HYDE PARK — Six stories above the University of Chicago campus, Marcus Kronforst nurtures tents of tropical butterflies on key lime trees and passion-flower vines.

Kronforst is one of the young academics brought onboard by the university during a period when other institutions struggled to right their budgets after the 2008 economic crisis. Leaving a fellowship at Harvard University, Kronforst set up his butterfly lab in the rooftop greenhouse above the white coats at the Pritzker School of Medicine earlier this year. He is slowly breeding the insects and searching for the genetic root of the butterflies’ myriad of bright coloration.

“These populations have only been going for the past three months,” Kronforst said, unzipping one of the five-and-a-half-foot tall tents housing a flurry of heliconious butterflies from Equador swarming around a passion-flower vine.

Kronforst, whose work was published in the esteemed scientific journal Nature, was drawn to the University of Chicago by the opportunity to set up in the research greenhouse.

“We’re pretty much at the top really,” said Greenhouse Manager John Zdenek. “I don’t know what else we could ask for really.”

The nine glass and steel chambers are all computer controlled to maintain a consistent temperature to within one degree and can precisely monitor humidity and sunlight levels.

“A greenhouse is really a machine for growing plants,” said Zdenek, who with one assistant waters and guards the research crops for university scientists. “Someone’s life work is sitting there and it’s our job to protect it.”

Zdenek must also protect outsiders from the greenhouse.

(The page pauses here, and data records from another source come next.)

Issue #3178, opened 2025-03-10
[Feature][metrics] ray_jobs_created_total


win5923:
### Description

To improve observability in KubeRay, we propose adding a new SLI metric `ray_jobs_created_total`. This metric will track the total number of `RayJob` resources created, which helps users monitor job creation trends and activity.

### Proposed Metric
Metric Name | Type | Description | Labels
-- | -- | -- | --
ray_jobs_created_total | Counter | Tracks the total number of RayJob created | namespace

Use Case: Helps track how many Ray jobs have been created over time. 

### Are you willing to submit a PR?

- [ ] Yes I am willing to submit a PR!

troychiu:
cc @kevin85421 could you assign this to me? Thank you.

PR #3236, opened 2025-03-27
refactor metrics

troychiu:
## Changes
- refactors
  - move metrics related codes to kuberay/ray-operator/controllers/ray/metrics
  - explicitly register metrics to controller-runtime prometheus registry with `metrics.Registry.MustRegister` instead of using promauto, which creating another registry.

- Since we are going to add more metrics (proposed in [1.4.0](https://docs.google.com/document/d/1zNiE7lVZYjhrxlTbh1UXOVpR6hh1GIeSfCfE9Lt5v6Y/edit?tab=t.0)), the refactors help us organize metrics more easily.

## Related issue number
#3178 

## Checks

- Testing Strategy
  - [x] Unit tests
  - [X] Manual tests


troychiu:
@kevin85421 please take a look. Thank you

win5923 (approved):
LGTM!

ray-operator/controllers/ray/metrics/ray_cluster_metrics.go
```diff
@@ -1,35 +1,36 @@
...
 	"sigs.k8s.io/controller-runtime/pkg/metrics"
 )
 
-// Define all the prometheus counters for all clusters
+// TODO: Deprecate these metrics
+
+// Define all the prometheus metrics for RayCluster
 var (
-	clustersCreatedCount = promauto.NewCounterVec(
+	clustersCreatedCount = prometheus.NewCounterVec(
```
kevin85421, line 12: > explicitly register metrics to controller-runtime prometheus registry with metrics.Registry.MustRegister instead of using promauto, which creating another registry.

Could you help me understand what a "registry" means in the context of Prometheus? Thanks!

helm-chart/kuberay-operator/values.yaml
```diff
@@ -93,6 +93,9 @@ featureGates:
   - name: RayJobDeletionPolicy
     enabled: false
 
+metrics:
```
kevin85421, line 96: Add comments to clarify what "metrics" refers to here, as users may misunderstand it to mean Ray metrics.

ray-operator/apis/config/v1alpha1/configuration_types.go
```diff
@@ -70,6 +70,9 @@ type Configuration struct {
 
 	// DeleteRayJobAfterJobFinishes deletes the RayJob CR itself if shutdownAfterJobFinishes is set to true.
 	DeleteRayJobAfterJobFinishes bool `json:"deleteRayJobAfterJobFinishes,omitempty"`
+
+	// EnableMetrics indicates whether to collect metrics in the Ray Operator.
```
kevin85421, line 74: To the best of my understanding, KubeRay emits metrics, and Prometheus collects them. I might be using the verbs incorrectly, but this is how I currently understand it.

```suggestion
	// EnableMetrics indicates whether KubeRay emits control plane metrics.
```

ray-operator/main.go
```diff
@@ -100,6 +102,7 @@ func main() {
 	flag.BoolVar(&useKubernetesProxy, "use-kubernetes-proxy", false,
 		"Use Kubernetes proxy subresource when connecting to the Ray Head node.")
 	flag.StringVar(&featureGates, "feature-gates", "", "A set of key=value pairs that describe feature gates. E.g. FeatureOne=true,FeatureTwo=false,...")
+	flag.BoolVar(&enableMetrics, "enable-metrics", false, "Enable metrics collection.")
```
kevin85421, line 105:
```suggestion
	flag.BoolVar(&enableMetrics, "enable-metrics", false, "Enable the emission of control plane metrics.")
```

ray-operator/controllers/ray/rayjob_controller.go
```diff
@@ -168,6 +175,10 @@ func (r *RayJobReconciler) Reconcile(ctx context.Context, request ctrl.Request)
 		if err = initRayJobStatusIfNeed(ctx, rayJobInstance); err != nil {
 			return ctrl.Result{RequeueAfter: RayJobDefaultRequeueDuration}, err
 		}
+
+		if r.enableMetrics {
```
kevin85421, line 179: Maybe we can have a util function like:

```go
func emitMetric(metric_name) {
  if enableMetrics {
    // emit metric
  }
}
```

so that we don't need to always check the flag.

ray-operator/controllers/ray/rayjob_controller.go
```diff
@@ -43,16 +44,22 @@ type RayJobReconciler struct {
...
 // NewRayJobReconciler returns a new reconcile.Reconciler
-func NewRayJobReconciler(_ context.Context, mgr manager.Manager, provider utils.ClientProvider) *RayJobReconciler {
+func NewRayJobReconciler(_ context.Context, mgr manager.Manager, options RayJobReconcilerOptions, provider utils.ClientProvider) *RayJobReconciler {
 	dashboardClientFunc := provider.GetDashboardClient(mgr)
 	return &RayJobReconciler{
 		Client:              mgr.GetClient(),
 		Scheme:              mgr.GetScheme(),
 		Recorder:            mgr.GetEventRecorderFor("rayjob-controller"),
 		dashboardClientFunc: dashboardClientFunc,
+		enableMetrics:       options.EnableMetrics,
```
kevin85421, line 62: I guess we don't need to provide granular control to enable only some of the controllers (at least for now). Using an environment variable or a global process context is also acceptable. This isn't important, so there's no need to change anything if the current implementation doesn't add too much complexity.

ray-operator/controllers/ray/rayjob_controller.go
```diff
@@ -168,6 +175,10 @@ func (r *RayJobReconciler) Reconcile(ctx context.Context, request ctrl.Request)
 		if err = initRayJobStatusIfNeed(ctx, rayJobInstance); err != nil {
 			return ctrl.Result{RequeueAfter: RayJobDefaultRequeueDuration}, err
 		}
+
+		if r.enableMetrics {
+			metrics.RayJobsCreatedTotalInc(rayJobInstance.Namespace)
```
kevin85421, line 180: What's the definition of 'created'? If a CR's suspend field is set to true and then changed back to false, does that count as 1 or 2?

ray-operator/controllers/ray/rayjob_controller.go
kevin85421, line 179: If the CR status update fails, the same CR may be counted more than once.

kevin85421 (commented):
I would suggest separating the refactor and the new metrics into 2 PRs. We can merge the refactor part first, and then @win5923 can rebase with the commit.

ray-operator/controllers/ray/metrics/ray_cluster_metrics.go
troychiu: A registry is a component where metrics are registered. It stores information about the various metric types and their associated data.
I think in our case there is no need to use the default registry if controller-runtime already uses a registry. By using single registry, we can avoid having duplicate metrics in two registries. Also, it will be easier to manage all the metrics if they are in the same registry.

helm-chart/kuberay-operator/values.yaml
troychiu: Added. Thank you!

ray-operator/apis/config/v1alpha1/configuration_types.go
troychiu: Fixed. Thank you!

ray-operator/main.go
troychiu: Fixed. Thank you!

ray-operator/controllers/ray/rayjob_controller.go
troychiu: I am splitting ray_jobs_created_total metric to another PR, so I'll address this in the following PR.

ray-operator/controllers/ray/rayjob_controller.go
troychiu: I think the definition would be "How many unique RayJob CR has been created. So, one CR would be counted just once in the lifetime"

ray-operator/controllers/ray/rayjob_controller.go
troychiu: Let me address this in the following PR.

ray-operator/controllers/ray/rayjob_controller.go
troychiu: Yeah you are right. I think a global config would be enough. Which way would you prefer, an environment variable or a global process context? I can address this in the following PR if it's not important.

kevin85421: both are fine

kevin85421 (approved):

Kronforst’s butterflies could ravage citrus crops if released and genetically modified plants are blasted with super-heated steam in the university’s autoclave before being thrown out.

The entrance to the greenhouse is hidden, inaccessible from the building’s elevators and main corridors. School groups are occasionally allowed up to see the university’s collection of exotic plants, but the sun lamps visible at dusk from South University Avenue are as close as most will ever get to the greenhouses.

The butterflies are a first for the greenhouse, but it’s a good fit, according to Zdenek, who waters and fertilizes the small grove of key lime trees sustaining the caterpillars.

Kronforst’s butterflies are a muddle of dominant and recessive genes that churn out generations of young with swathes of bright yellow or white banding on the wings. Kronforst is searching for the genetic mechanism that turns the coloration on and off, hoping that it will unlock our understanding of adaptation and the rise of new species of animals.

“The big question here is not about butterflies,” Kronforst said, looking in on a tent of frustrated males desperate to breed. “The real question is when we look out at nature we see all this variation, how does that come about?”

To figure that out, Kronforst must untangle the dense genetic code that dictates the species many traits and the triggers that turn those traits on and off. He has isolated the gene in the heliconious that dictates color and mating preference, but is now trying to pin down the switches that make one offspring mimic a poisonous variety while another will only make females that resemble males.

“See, that one is about to lay an egg,” he said with excitement as the female’s abdomen pulsed and popped a tiny yellow dot onto a vine.

By sequencing the genome, Kronforst has pinned the coloration variation to a single gene, which paradoxically also controls mating. The butterflies illustrate for Kronforst the accidents in life’s adaptation — a change from white to yellow may help a species survive by mimicking a toxic relative, but it also garbles the sexual preferences in the species.

Over millions of butterfly generations, those incidentally turned-on mating preferences can solidify into a new species that could no longer mate with a former relative. It’s that point-of-no-return in nature that drives Kronforst’s curiousity.

“It’s all the color patterning genes,” Kronforst said, of the butterflies he studies. “The first thing that gets everything started is the shifting in colorization.”